PR #214, opened 2018-03-02
Update 'mixer bundle add' to skip existing bundles

### LINKED ISSUE #213: Repeated calls to 'mixer bundle add'
If a user calls `mixer bundle add <bundle>` multiple times, mixer still outputs `Adding bundle <bundle> from upstream bundles` every time. To improve clarity to users and better mirror the output of other commands, this output should instead report something like `Bundle <bundle> already found in mix; skipping`

kevincwells:
Fixes #213 
------
Previously, repeated calls to `mixer bundle add <bundle>` would yield
the same `Adding bundle <bundle> from <source>` output. Because the
Mix Bundle List is treated as a set, and duplicate bundles are removed,
these redundant additions do not change the resultant list, and are
effectively no-ops.

This patch:
a) Explictly skips the bundles if they already exist.
b) Reports this case to the user

As a result, functionality is equivalent, but the no-op behavior is
more explicit and output is more clear.

### DIFF
--- a/builder/builder.go
+++ b/builder/builder.go
@@ -738,6 +738,11 @@ func (b *Builder) AddBundles(bundles []string, allLocal bool, allUpstream bool, 
 
 	// Add the ones passed in to the set
 	for _, bName := range bundles {
+		if _, exists := set[bName]; exists {
+			fmt.Printf("Bundle %s already in mix; skipping\n", bName)
+			continue
+		}
+
 		bundle, err := b.getBundleFromName(bName)
 		if err != nil {
 			return err
@@ -758,6 +763,11 @@ func (b *Builder) AddBundles(bundles []string, allLocal bool, allUpstream bool, 
 		}
 
 		for _, bundle := range localSet {
+			if _, exists := set[bundle.Name]; exists {
+				fmt.Printf("Bundle %s already in mix; skipping\n", bundle.Name)
+				continue
+			}
+
 			set[bundle.Name] = bundle
 			fmt.Printf("Adding bundle %s from local bundles\n", bundle.Name)
 		}
@@ -772,6 +782,11 @@ func (b *Builder) AddBundles(bundles []string, allLocal bool, allUpstream bool, 
 		}
 
 		for _, bundle := range upstreamSet {
+			if _, exists := set[bundle.Name]; exists {
+				fmt.Printf("Bundle %s already in mix; skipping\n", bundle.Name)
+				continue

* **DESCRIPTION OF THE TASK**
Copy each line of the records that has "mixer" in it.

* **RESULT BELOW**
Update 'mixer bundle add' to skip existing bundles
### LINKED ISSUE #213: Repeated calls to 'mixer bundle add'
If a user calls `mixer bundle add <bundle>` multiple times, mixer still outputs `Adding bundle <bundle> from upstream bundles` every time. To improve clarity to users and better mirror the output of other commands, this output should instead report something like `Bundle <bundle> already found in mix; skipping`
Previously, repeated calls to `mixer bundle add <bundle>` would yield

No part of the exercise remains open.